THIS JUST IN: Attorney General Eric T. Schneiderman has announced that his office is completing a comprehensive review of the rising cost of gasoline in the New York metropolitan area, including Long Island.
“At a time when the public is very skeptical about what goes on behind the scenes when determining gas prices, it is my responsibility to make sure that everyone involved in setting prices plays by the rules,” the AG said.
OF COURSE they’re playing by the rules. And the rules go like this: When a rusty pipe valve at a wellhead in some distant oil-producing region gets stuck in the closed position, the price of a gallon of crude soars upward like a Mark Teixiera home run and gas station operators run out to jack up their prices sprint faster than Brett Gardner stealing second.
(Yes, I know, those are “in your face!” Yankee references, But long-suffering Mets fans, which is redundant, expect that here.)
On the other hand, in the oh-so-rare event of a drop in crude prices, gas station doors seem to get stuck in the closed position and nobody can lay their hands on the screwdriver or whatever thingamajig is used to reduce the at-the-pump prices.
It’s simple supply and demand. They gots the supply, and thus, in setting prices can demand whatever the Hades they wish.
Does that grind my gears? Sadly, not anymore. This has happened time and time and time again, generating identical assurances from politicos to “get to the bottom of this.” But so far, I’ve yet to come across a press release claiming anything in the nature of, “(President, Governor or Congressman) So-and-so breaks the back of big oil! Gas prices down to $1.87 per gallon and falling!”
I have an old black and white photo taken for a graduate school assignment of a line of cars rolling down a slight hill at an angle a little after dusk. Taken at a slow shutter speed, the headlights appear V-shaped, like little seagulls. Off to one side is a gas station price sign, fuzzy but still readable. A gallon of regular cost 44 cents.
No, this was not in the days of Chitty Chitty Bang Bang and, no, you didn’t need to yank on a crank to start the motor. President Ford, not Garfield, was in the White House at the time.
A few years before that, the nation was in the grips of the great “Arab oil embargo.” I won’t go into the history or the geopolitical nuances. Suffice it to say that gas became scarce and expensive. More than once I waited on line for about three hours to get $5 worth at 70 cents or so per gallon. More than once someone offered, “Well, at least we know it won’t ever go above a dollar a gallon because the pumps aren’t made to handle prices above 99.9 cents.”
Yeah, well, that proved to be unrealistically optimistic, didn’t it?
OK, so the news now is gas can be obtained at just a wee bit under $4 a gallon. Fortunately, me and the Mrs. have short commutes, 7 minutes and about 90 seconds, respectively. I feel for the poor saps who motor to Mineola or some such up-island destination each day. OK, no I don’t. Ha, suckers!

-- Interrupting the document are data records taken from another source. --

PR #1412, opened 2017-06-30
Update command system to 1.12.

JBYoshi:
Fixes SpongePowered#1390.


src/main/java/org/spongepowered/common/command/SpongeProxySource.java
```diff
@@ -35,133 +36,151 @@
...
     }
 
     @Override
-    public String getIdentifier() {
-        return getOriginalSource().getIdentifier();
+    public MessageChannel getMessageChannel() {
+        return this.channel;
+    }
+
+    @Override public void setMessageChannel(MessageChannel channel) {
```
stephan-gh: Add a new line after the `@Override` please :)

src/main/java/org/spongepowered/common/mixin/core/command/MixinFunctionObject.java
```diff
@@ -0,0 +1,43 @@
...
+import org.spongepowered.asm.mixin.Mixin;
+import org.spongepowered.asm.mixin.injection.At;
+import org.spongepowered.asm.mixin.injection.Redirect;
+
+import java.util.Map;
+
+@Mixin(FunctionObject.class)
+public abstract class MixinFunctionObject {
+
+    @Redirect(method = "create", at = @At(value = "INVOKE", target = "Ljava/util/Map;containsKey(Ljava/lang/Object;)Z"))
```
stephan-gh: You need `remap = false` on the `@At` annotation to make sure Mixin doesn't complain when compiling

stephan-gh (changes requested):

src/main/java/org/spongepowered/common/command/SpongeProxySource.java
JBYoshi: Fixed.

src/main/java/org/spongepowered/common/mixin/core/command/MixinFunctionObject.java
JBYoshi: Fixed.

PR #1419, opened 2017-07-07
Use ext.refMap to fix compatibility with later Gradle versions

Grinch:
This does not break compatibility with the wrapper version.


kashike (approved):

kashike:
Thanks!

PR #1429, opened 2017-07-09
Add Test Plugin : Score Text Test

ryantheleach:
@pie-flavor tipped me off that ScoreTexts might not be working as intended, so I created a quick test plugin for use for fixing them.

image

### DIFF
--- a/testplugins/src/main/java/org/spongepowered/test/ScoreTextTest.java
+++ b/testplugins/src/main/java/org/spongepowered/test/ScoreTextTest.java
@@ -1,0 +1,72 @@
+/*
+ * This file is part of Sponge, licensed under the MIT License (MIT).
+ *
+ * Copyright (c) SpongePowered <https://www.spongepowered.org>
+ * Copyright (c) contributors
+ *
+ * Permission is hereby granted, free of charge, to any person obtaining a copy
+ * of this software and associated documentation files (the "Software"), to deal
+ * in the Software without restriction, including without limitation the rights
+ * to use, copy, modify, merge, publish, distribute, sublicense, and/or sell
+ * copies of the Software, and to permit persons to whom the Software is
+ * furnished to do so, subject to the following conditions:
+ *
+ * The above copyright notice and this permission notice shall be included in
+ * all copies or substantial portions of the Software.
+ *
+ * THE SOFTWARE IS PROVIDED "AS IS", WITHOUT WARRANTY OF ANY KIND, EXPRESS OR
+ * IMPLIED, INCLUDING BUT NOT LIMITED TO THE WARRANTIES OF MERCHANTABILITY,
+ * FITNESS FOR A PARTICULAR PURPOSE AND NONINFRINGEMENT. IN NO EVENT SHALL THE
+ * AUTHORS OR COPYRIGHT HOLDERS BE LIABLE FOR ANY CLAIM, DAMAGES OR OTHER
+ * LIABILITY, WHETHER IN AN ACTION OF CONTRACT, TORT OR OTHERWISE, ARISING FROM,
+ * OUT OF OR IN CONNECTION WITH THE SOFTWARE OR THE USE OR OTHER DEALINGS IN
+ * THE SOFTWARE.
+ */
+package org.spongepowered.test;
+
+import org.spongepowered.api.Sponge;
+import org.spongepowered.api.command.CommandException;
+import org.spongepowered.api.command.CommandResult;
+import org.spongepowered.api.command.CommandSource;
+import org.spongepowered.api.command.args.CommandContext;
+import org.spongepowered.api.command.spec.CommandSpec;
+import org.spongepowered.api.entity.living.player.Player;
+import org.spongepowered.api.event.Listener;
+import org.spongepowered.api.event.game.state.GameStartingServerEvent;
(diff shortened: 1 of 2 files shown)


testplugins/src/main/java/org/spongepowered/test/ScoreTextTest.java
```diff
@@ -0,0 +1,98 @@
...
+        }
+        final Player player = (Player) src;
+        Sponge.getCommandManager().process(src, "scoreboard objectives add test dummy test");
+        Sponge.getCommandManager().process(src, "scoreboard players add @p test 1");
+
+        final Scoreboard sb = Sponge.getServer().getServerScoreboard().get();
+        final Objective test = sb.getObjective("test").get();
+        final Score score = test.getScore(player.getTeamRepresentation()).get();
+
+        src.sendMessage(Text.of(TextColors.GREEN, Text.of("1.")));
```
gabizou: Constants instead of creating additional text objects every time?

testplugins/src/main/java/org/spongepowered/test/ScoreTextTest.java
```diff
@@ -0,0 +1,98 @@
...
+                        .executor(this::showTest)
+                        .description(Text.of("Creates a dummy objective 'test', adds 1 to it, then shows you the ScoreText"))
+                        .build(),
+                "scoretext"
+        );
+    }
+
+    private CommandResult showTest(CommandSource src, CommandContext ctx) throws CommandException {
+        if (!(src instanceof Player)) {
+            throw new CommandException(Text.of("Must be ran by player"));
```
gabizou: Should we be throwing an exception? or returning `CommandResult.emptyResult()`? I have been told differently so many times I don't recall anymore... @kashike @dualspiral ?

gabizou (commented):
Just double check the return result. Constants are not required. but might be nicer with style.

testplugins/src/main/java/org/spongepowered/test/ScoreTextTest.java
ryantheleach: Throwing a CommandException results in an error message being displayed to the user.

Returning CommandResult.emptyResult() is suitable for commands that 'succeeded' with no targets, i.e. No-op.

dualspiral: Note that, for a basic command (not a sub command) both throwing a `CommandException` and returning an empty result will end up returning an empty result, the difference is exactly what @ryantheleach said. There is another important difference if an exception is thrown and this is a child command in a `CommandSpec`, it prompts the system to try to run the parent command instead - returning an empty result would not - and this can be a useful guide for whether to throw an exception or not.

So, just as the command elements would throw an exception if the argument string was not in an expected state, the command source would not in an expected state - I'd argue throwing an exception makes sense.

Zidane:
@ryantheleach Can you get the concerns above taken care of and rebase to one commit?

parlough:
@ryantheleach This one's good to merge? It's always behind a command, so should be fine.

ryantheleach:
@Meronat to the best of my knowledge it's ready to merge. 
  
The command result always being success was intended, as my train of thought is that the failure case for a test command, that's handled by the command and still gives a readable (failed) result, is a success.

ImMorpheus:
@ryantheleach 
Is this still relevant after dualspiral selector PR ?

See https://github.com/SpongePowered/SpongeCommon/blob/dac83ee0bfeb62847def30967d71347885948468/testplugins/src/main/java/org/spongepowered/test/SelectorTest.java

ryantheleach:
@ImMorpheus The issue related to this test plugin has been fixed, but there was a separate issue with Score texts specifically. I'm ambivalent on whether it should be merged or not.

As per my last comment, it's been reviewed and done, and ready to merge. Just to my knowledge, I don't have authority(as opposed to ability) to merge PR's, otherwise I would have done so already.

testplugins/src/main/java/org/spongepowered/test/SelectorTextTest.java
```diff
@@ -0,0 +1,103 @@
...
+import org.spongepowered.api.scoreboard.Scoreboard;
+import org.spongepowered.api.scoreboard.objective.Objective;
+import org.spongepowered.api.text.LiteralText;
+import org.spongepowered.api.text.Text;
+import org.spongepowered.api.text.format.TextColors;
+import org.spongepowered.api.text.selector.Selector;
+
+import javax.inject.Inject;
+
+@Plugin(id = "selectortexttest", name = "Selector Text test", description = "A plugin to test selector texts")
```
ImMorpheus: version = "0.0.0"

ImMorpheus:
```suggestion
@Plugin(id = "selectortexttest", name = "Selector Text test", description = "A plugin to test selector texts", version = "0.0.0")
```

gabizou: Agreed, just add the version to suppress the warning for compiling.

gabizou (approved):
One compiler warning to avoid by adding a version string. Otherwise good to go.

We rack up mileage, though, during weekly visits from me firstborn, the one who knows that the North Fork, not Brooklyn, is the place to be on weekends. (I’m told this is a rather common phenomenon hereabouts.) Since he works in Manhattan, he has no need to own a car, especially when there’s always one available at the old folks’ place.
It’s also a rather common phenomenon on a Monday morning to discover that there’s not enough gas in one of the vehicle’s tanks to wet a Q-tip. Hey, Mr. Rockefeller, would it kill ya to drop 10 bucks worth? We did give you life, and all.
What? Of course I’d like to see me grandchildren one day. What are you driving at?
And, yeah, I know there may come day when you pick out “my home.” And your point?
Ah, I see.
Fast-forward to me at the pump. Hey, look at that. $3.94. Not bad, not bad at all.